**Task:** Which lines below fall between the one containing "int bytes = pptr() - pbase();" and the one containing "than one byte."? Repeat them exactly, counting both of those lines, and add nothing else.

─── Available records ───

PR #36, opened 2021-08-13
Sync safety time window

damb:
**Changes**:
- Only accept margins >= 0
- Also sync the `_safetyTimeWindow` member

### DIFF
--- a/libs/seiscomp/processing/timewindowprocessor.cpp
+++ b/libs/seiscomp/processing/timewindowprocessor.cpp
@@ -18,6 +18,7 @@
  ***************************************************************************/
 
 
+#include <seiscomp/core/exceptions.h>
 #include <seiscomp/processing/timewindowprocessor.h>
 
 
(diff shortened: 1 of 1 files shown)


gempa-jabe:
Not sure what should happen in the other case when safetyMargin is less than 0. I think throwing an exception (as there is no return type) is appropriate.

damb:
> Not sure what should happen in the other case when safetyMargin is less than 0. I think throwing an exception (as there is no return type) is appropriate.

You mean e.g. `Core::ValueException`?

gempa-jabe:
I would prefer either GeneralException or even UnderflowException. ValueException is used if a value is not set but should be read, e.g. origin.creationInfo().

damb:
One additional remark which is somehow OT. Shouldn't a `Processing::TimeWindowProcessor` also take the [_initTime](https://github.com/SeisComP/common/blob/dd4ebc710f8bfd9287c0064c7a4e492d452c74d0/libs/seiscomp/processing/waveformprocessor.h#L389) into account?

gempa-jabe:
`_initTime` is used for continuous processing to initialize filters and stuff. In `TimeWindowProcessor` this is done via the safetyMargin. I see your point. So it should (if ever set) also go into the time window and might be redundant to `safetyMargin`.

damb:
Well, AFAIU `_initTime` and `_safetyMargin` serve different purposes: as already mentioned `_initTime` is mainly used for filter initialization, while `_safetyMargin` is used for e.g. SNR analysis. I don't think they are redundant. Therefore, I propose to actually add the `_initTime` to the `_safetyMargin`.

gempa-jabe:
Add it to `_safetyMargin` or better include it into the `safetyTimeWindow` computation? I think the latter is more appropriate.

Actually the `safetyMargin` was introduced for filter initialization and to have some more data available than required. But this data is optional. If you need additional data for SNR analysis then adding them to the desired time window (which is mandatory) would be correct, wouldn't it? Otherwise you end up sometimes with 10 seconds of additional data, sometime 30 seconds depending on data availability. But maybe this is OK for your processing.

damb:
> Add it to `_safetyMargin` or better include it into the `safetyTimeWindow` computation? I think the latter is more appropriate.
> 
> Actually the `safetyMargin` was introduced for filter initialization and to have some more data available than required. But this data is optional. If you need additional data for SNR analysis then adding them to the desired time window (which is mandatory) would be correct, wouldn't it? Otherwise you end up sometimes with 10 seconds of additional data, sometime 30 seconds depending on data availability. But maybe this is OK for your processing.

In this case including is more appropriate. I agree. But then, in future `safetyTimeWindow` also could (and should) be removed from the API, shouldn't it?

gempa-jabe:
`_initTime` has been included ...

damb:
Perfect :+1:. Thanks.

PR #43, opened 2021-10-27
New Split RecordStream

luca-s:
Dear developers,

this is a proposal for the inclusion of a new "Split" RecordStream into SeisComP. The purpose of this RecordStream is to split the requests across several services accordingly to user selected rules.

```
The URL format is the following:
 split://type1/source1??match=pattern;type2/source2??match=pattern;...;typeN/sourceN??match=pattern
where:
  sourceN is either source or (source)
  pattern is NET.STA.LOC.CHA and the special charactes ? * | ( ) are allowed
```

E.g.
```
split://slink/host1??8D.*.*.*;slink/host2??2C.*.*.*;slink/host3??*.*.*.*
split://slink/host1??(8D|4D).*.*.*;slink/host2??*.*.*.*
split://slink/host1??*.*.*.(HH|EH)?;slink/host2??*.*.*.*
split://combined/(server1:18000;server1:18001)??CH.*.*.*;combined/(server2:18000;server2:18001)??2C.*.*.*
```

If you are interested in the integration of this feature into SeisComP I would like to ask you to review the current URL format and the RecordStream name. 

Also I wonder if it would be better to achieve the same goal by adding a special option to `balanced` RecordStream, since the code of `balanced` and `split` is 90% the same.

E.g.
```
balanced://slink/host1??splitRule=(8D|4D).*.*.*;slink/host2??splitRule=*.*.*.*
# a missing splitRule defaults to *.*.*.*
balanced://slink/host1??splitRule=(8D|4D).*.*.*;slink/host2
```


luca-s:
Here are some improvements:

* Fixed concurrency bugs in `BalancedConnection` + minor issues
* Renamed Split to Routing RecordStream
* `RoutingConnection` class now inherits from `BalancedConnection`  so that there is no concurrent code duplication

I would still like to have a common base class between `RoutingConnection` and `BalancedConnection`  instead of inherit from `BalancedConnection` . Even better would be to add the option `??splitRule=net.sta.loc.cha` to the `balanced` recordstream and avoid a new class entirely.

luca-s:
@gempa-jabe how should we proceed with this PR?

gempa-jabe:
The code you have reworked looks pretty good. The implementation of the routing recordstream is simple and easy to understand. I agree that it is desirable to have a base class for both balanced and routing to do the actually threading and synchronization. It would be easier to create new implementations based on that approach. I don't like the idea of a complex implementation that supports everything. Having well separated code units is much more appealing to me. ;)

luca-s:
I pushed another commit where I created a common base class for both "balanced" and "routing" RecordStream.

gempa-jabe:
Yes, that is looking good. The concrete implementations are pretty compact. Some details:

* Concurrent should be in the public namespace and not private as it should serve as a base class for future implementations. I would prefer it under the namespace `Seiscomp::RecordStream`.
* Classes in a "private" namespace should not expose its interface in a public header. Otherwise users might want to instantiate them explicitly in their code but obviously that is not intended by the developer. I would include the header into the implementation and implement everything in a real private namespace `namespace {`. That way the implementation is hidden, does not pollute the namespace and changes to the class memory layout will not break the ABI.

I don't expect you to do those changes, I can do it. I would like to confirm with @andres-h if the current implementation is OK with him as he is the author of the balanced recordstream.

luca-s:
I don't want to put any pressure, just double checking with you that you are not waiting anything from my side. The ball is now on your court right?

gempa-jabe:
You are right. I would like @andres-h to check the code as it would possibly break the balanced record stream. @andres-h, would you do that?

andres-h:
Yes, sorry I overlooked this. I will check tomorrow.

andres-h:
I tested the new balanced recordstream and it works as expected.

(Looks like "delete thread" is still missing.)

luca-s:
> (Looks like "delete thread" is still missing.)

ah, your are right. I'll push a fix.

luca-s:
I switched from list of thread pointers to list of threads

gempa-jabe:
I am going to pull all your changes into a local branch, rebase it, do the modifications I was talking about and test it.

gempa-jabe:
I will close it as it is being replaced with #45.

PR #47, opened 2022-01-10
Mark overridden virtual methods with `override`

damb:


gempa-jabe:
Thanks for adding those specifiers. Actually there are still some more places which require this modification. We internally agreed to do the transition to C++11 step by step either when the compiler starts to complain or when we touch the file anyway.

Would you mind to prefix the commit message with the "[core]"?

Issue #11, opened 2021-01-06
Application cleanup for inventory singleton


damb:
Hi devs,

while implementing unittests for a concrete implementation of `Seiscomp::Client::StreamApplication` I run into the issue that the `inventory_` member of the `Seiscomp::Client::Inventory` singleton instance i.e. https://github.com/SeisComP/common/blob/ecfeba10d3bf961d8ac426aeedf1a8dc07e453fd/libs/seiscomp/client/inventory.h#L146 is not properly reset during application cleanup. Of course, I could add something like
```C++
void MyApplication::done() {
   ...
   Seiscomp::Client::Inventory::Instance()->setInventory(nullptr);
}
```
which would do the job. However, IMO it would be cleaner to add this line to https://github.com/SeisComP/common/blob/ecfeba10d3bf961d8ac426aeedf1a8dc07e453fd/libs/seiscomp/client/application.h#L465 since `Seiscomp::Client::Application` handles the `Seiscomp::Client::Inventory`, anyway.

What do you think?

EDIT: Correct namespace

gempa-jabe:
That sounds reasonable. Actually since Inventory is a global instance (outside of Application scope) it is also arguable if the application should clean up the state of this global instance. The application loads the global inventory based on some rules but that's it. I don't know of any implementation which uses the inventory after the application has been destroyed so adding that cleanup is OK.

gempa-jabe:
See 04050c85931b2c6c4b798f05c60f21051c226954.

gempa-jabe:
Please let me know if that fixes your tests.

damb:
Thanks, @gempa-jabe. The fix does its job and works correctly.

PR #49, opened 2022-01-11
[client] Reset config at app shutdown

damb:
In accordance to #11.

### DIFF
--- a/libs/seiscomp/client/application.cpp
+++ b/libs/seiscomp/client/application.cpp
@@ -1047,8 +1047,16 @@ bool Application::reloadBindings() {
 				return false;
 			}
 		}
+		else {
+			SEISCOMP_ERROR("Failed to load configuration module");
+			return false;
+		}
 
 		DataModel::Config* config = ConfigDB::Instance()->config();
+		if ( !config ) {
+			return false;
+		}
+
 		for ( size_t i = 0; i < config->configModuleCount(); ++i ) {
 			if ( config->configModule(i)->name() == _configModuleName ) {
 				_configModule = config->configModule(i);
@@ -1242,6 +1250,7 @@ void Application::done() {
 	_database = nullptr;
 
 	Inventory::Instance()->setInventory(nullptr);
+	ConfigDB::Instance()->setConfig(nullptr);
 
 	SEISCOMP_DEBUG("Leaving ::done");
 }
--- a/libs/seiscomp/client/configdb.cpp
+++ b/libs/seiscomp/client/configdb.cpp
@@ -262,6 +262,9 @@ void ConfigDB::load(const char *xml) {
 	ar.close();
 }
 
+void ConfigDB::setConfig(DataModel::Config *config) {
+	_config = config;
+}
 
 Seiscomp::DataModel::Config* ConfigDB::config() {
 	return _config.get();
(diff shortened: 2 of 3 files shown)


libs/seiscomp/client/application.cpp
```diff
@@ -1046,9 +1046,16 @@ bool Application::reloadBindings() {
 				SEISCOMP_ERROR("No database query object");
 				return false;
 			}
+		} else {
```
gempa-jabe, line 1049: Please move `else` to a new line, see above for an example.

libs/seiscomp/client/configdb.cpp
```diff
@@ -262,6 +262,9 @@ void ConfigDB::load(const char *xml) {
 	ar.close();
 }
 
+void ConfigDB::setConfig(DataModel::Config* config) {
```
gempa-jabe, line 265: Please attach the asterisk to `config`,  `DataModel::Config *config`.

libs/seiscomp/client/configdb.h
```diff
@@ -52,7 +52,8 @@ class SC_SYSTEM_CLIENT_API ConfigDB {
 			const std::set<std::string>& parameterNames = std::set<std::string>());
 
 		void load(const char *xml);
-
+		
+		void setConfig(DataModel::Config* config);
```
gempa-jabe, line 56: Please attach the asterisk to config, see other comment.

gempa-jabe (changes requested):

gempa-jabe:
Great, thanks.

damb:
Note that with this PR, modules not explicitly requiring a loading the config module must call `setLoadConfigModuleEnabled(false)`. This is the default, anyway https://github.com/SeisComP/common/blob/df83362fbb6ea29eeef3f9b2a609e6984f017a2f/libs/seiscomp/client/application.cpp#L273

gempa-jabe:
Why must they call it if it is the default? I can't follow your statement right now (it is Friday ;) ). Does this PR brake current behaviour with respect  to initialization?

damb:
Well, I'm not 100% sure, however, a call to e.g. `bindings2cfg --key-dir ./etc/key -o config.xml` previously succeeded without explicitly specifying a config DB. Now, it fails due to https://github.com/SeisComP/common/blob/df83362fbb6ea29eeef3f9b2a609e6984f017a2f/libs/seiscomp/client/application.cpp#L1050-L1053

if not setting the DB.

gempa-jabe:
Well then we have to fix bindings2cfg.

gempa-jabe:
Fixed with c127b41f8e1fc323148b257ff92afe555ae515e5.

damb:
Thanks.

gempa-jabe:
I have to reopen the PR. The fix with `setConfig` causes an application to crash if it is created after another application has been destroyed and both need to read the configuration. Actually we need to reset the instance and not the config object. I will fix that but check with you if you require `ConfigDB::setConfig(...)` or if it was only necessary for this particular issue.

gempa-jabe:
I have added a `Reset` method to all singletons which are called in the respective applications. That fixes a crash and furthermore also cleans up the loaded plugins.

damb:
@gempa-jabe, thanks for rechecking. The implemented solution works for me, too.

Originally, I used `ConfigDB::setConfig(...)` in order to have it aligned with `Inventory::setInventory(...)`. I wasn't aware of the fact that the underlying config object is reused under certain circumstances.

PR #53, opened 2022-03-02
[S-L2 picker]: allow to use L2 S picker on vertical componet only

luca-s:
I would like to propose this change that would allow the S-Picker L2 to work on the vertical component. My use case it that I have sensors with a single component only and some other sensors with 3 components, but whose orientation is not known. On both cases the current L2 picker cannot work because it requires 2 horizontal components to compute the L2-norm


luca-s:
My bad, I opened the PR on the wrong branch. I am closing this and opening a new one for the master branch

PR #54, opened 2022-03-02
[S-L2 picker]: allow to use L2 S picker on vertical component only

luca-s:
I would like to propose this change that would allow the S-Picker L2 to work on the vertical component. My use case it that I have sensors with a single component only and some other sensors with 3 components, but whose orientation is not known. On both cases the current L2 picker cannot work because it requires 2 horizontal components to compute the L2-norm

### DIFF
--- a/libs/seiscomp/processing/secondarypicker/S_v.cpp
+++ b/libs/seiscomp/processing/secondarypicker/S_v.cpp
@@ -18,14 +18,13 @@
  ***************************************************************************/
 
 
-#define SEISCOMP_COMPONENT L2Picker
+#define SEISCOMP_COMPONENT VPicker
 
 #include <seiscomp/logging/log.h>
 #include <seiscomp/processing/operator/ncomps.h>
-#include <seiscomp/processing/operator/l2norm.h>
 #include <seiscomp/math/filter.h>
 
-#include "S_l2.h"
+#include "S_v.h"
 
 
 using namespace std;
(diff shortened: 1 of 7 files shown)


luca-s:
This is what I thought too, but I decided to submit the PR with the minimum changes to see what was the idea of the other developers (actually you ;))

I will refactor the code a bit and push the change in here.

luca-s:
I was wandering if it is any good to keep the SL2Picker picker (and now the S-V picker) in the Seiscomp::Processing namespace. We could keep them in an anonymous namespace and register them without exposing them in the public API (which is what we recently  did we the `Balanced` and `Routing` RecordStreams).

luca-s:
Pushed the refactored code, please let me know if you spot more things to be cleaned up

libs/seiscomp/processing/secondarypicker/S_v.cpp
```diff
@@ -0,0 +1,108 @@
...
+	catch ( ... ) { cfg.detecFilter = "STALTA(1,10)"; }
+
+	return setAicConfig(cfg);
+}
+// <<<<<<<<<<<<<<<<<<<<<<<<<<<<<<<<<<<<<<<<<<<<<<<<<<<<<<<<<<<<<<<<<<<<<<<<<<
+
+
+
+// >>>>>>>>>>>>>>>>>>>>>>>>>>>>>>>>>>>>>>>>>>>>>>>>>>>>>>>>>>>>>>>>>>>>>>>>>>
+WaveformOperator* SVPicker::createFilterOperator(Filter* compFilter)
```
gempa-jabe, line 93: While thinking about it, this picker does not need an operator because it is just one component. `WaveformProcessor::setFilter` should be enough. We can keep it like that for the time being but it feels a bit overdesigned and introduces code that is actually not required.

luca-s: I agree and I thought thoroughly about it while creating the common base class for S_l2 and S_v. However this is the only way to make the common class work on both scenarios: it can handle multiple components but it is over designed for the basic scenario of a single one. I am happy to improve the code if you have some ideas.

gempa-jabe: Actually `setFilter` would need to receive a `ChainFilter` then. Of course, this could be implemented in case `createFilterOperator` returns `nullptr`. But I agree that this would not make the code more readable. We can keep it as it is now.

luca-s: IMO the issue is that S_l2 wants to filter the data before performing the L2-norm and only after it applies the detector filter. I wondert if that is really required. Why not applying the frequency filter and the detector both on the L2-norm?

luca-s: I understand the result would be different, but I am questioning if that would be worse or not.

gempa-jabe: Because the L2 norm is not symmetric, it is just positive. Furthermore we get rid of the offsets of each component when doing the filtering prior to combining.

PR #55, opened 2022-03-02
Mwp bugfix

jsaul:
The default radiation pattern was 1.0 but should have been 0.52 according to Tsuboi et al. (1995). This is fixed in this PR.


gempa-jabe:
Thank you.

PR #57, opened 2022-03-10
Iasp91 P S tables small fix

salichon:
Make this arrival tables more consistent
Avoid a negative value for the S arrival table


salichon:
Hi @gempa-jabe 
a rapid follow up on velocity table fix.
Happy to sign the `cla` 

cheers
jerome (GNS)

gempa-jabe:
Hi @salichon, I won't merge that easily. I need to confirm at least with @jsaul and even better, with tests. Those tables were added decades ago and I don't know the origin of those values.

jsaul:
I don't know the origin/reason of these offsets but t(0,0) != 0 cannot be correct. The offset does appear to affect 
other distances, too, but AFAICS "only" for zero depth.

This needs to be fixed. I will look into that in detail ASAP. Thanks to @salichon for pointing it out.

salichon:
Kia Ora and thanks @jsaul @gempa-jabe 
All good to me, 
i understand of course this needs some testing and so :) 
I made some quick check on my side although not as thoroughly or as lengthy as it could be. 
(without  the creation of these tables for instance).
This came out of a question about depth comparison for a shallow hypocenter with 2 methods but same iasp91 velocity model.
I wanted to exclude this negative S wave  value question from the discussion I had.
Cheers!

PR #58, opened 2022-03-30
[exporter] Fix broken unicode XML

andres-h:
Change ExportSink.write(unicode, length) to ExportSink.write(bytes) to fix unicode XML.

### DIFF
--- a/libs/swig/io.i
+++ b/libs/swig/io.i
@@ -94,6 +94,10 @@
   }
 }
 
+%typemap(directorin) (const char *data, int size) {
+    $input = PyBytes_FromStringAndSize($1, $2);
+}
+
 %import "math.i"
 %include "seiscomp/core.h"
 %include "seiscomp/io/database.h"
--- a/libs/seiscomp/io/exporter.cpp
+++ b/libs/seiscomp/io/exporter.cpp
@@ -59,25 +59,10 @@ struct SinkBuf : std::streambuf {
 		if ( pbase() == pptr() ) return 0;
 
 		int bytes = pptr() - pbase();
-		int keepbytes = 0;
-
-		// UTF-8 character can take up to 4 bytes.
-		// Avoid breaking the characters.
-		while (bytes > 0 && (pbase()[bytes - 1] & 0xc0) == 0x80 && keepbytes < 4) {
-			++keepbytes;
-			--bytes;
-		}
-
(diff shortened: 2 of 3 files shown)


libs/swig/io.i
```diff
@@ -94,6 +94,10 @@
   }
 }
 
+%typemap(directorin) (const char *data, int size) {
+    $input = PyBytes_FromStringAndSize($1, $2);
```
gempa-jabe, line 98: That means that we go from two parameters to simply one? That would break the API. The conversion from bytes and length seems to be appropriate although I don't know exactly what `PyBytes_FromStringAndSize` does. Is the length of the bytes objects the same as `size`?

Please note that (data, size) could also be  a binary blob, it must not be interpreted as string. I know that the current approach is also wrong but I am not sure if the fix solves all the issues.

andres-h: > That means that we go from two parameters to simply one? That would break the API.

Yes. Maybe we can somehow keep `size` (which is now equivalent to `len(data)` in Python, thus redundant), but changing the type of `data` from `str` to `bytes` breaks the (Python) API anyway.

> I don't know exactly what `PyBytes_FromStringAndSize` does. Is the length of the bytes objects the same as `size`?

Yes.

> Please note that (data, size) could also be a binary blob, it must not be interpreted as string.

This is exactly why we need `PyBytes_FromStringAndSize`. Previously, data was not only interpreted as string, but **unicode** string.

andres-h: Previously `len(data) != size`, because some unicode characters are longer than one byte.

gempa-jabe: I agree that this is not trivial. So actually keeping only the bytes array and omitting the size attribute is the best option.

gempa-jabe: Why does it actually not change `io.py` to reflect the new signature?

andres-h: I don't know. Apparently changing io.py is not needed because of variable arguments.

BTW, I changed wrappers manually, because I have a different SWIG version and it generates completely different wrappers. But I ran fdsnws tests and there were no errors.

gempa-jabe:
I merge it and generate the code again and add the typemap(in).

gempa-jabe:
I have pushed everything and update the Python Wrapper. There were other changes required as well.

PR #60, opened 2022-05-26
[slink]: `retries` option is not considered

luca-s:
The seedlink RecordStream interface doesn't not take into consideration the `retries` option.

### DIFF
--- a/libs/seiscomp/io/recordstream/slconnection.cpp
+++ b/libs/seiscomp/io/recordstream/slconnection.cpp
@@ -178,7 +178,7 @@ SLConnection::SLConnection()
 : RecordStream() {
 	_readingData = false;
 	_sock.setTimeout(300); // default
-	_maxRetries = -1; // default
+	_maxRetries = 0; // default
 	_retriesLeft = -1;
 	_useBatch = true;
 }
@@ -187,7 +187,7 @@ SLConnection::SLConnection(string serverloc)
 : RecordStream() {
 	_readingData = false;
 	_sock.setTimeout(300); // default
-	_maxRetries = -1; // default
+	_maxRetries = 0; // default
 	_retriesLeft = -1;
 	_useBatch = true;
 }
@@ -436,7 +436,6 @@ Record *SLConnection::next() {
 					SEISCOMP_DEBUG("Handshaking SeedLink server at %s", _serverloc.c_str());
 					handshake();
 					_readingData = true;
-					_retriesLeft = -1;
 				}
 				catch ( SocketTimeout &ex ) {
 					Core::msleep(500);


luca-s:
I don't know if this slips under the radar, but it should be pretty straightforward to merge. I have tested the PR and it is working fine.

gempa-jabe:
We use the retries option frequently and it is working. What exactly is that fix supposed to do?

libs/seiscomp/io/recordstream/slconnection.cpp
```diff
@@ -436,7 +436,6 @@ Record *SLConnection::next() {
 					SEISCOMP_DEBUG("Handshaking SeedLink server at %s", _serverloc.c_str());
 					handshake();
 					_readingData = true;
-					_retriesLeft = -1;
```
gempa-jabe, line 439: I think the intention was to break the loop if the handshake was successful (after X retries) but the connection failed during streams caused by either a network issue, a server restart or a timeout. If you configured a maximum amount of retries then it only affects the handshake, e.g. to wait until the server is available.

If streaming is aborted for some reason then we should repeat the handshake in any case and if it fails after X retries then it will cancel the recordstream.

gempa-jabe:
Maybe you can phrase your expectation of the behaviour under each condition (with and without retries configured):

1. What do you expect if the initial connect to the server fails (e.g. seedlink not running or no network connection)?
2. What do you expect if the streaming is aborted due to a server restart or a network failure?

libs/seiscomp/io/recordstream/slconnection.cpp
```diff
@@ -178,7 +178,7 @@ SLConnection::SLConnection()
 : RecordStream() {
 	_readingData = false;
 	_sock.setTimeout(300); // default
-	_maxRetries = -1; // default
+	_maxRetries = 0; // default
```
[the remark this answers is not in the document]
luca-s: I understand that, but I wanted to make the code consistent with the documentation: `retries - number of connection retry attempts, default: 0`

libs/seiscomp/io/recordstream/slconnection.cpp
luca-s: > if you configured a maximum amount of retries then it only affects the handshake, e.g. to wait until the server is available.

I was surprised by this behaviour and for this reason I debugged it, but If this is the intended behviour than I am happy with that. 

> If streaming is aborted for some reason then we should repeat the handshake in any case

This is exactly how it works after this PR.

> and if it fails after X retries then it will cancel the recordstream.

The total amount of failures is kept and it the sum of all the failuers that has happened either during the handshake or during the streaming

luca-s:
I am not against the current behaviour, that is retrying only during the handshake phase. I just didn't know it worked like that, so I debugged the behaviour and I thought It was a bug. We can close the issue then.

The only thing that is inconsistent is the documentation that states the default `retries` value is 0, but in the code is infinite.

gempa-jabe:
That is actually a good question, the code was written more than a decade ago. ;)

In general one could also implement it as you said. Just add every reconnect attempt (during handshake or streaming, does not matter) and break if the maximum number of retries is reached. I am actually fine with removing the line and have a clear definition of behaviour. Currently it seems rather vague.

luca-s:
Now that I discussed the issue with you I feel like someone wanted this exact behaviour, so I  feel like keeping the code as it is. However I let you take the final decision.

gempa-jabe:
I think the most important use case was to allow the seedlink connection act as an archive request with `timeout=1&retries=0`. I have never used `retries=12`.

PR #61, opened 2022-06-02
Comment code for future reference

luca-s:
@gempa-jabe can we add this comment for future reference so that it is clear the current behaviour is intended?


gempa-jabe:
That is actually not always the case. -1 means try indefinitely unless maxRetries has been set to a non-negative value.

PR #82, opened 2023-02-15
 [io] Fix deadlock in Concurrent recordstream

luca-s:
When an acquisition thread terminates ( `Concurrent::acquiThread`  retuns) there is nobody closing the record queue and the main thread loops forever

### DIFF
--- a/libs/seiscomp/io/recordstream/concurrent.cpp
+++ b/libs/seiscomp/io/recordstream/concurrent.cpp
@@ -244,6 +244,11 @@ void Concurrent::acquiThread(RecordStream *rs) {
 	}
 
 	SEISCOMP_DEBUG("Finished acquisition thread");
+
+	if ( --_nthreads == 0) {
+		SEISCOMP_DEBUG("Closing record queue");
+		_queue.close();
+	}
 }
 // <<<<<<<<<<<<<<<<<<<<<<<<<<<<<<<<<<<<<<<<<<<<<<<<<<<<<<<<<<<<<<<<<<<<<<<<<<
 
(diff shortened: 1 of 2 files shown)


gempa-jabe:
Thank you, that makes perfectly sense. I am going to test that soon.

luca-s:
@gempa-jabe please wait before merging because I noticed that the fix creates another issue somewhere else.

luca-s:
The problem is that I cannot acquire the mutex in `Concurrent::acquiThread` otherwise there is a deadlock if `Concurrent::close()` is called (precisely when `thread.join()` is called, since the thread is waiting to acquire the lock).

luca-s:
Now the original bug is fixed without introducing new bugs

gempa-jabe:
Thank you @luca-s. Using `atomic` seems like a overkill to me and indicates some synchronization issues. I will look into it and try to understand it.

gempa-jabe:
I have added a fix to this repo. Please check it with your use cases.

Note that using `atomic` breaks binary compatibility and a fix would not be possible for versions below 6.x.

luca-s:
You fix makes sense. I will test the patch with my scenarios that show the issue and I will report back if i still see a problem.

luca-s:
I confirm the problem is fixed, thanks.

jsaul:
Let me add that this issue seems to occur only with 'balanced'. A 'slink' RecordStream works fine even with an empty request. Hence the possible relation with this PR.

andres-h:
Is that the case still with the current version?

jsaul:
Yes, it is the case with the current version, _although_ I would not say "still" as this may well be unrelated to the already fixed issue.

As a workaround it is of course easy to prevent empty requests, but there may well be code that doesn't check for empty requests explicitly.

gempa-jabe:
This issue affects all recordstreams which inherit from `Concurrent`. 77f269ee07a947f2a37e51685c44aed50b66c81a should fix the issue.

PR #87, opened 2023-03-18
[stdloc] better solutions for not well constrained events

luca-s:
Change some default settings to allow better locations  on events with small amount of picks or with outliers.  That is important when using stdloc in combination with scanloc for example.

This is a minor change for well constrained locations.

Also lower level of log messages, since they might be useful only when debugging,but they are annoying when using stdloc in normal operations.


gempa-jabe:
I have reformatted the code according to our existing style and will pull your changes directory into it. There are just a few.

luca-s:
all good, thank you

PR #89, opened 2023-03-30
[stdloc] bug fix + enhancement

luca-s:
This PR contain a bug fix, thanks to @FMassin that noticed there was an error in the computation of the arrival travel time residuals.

───

**Response area:**
 		int bytes = pptr() - pbase();
-		int keepbytes = 0;
-
-		// UTF-8 character can take up to 4 bytes.
-		// Avoid breaking the characters.
-		while (bytes > 0 && (pbase()[bytes - 1] & 0xc0) == 0x80 && keepbytes < 4) {
-			++keepbytes;
-			--bytes;
-		}
-
(diff shortened: 2 of 3 files shown)


libs/swig/io.i
```diff
@@ -94,6 +94,10 @@
   }
 }
 
+%typemap(directorin) (const char *data, int size) {
+    $input = PyBytes_FromStringAndSize($1, $2);
```
gempa-jabe, line 98: That means that we go from two parameters to simply one? That would break the API. The conversion from bytes and length seems to be appropriate although I don't know exactly what `PyBytes_FromStringAndSize` does. Is the length of the bytes objects the same as `size`?

Please note that (data, size) could also be  a binary blob, it must not be interpreted as string. I know that the current approach is also wrong but I am not sure if the fix solves all the issues.

andres-h: > That means that we go from two parameters to simply one? That would break the API.

Yes. Maybe we can somehow keep `size` (which is now equivalent to `len(data)` in Python, thus redundant), but changing the type of `data` from `str` to `bytes` breaks the (Python) API anyway.

> I don't know exactly what `PyBytes_FromStringAndSize` does. Is the length of the bytes objects the same as `size`?

Yes.

> Please note that (data, size) could also be a binary blob, it must not be interpreted as string.

This is exactly why we need `PyBytes_FromStringAndSize`. Previously, data was not only interpreted as string, but **unicode** string.

andres-h: Previously `len(data) != size`, because some unicode characters are longer than one byte.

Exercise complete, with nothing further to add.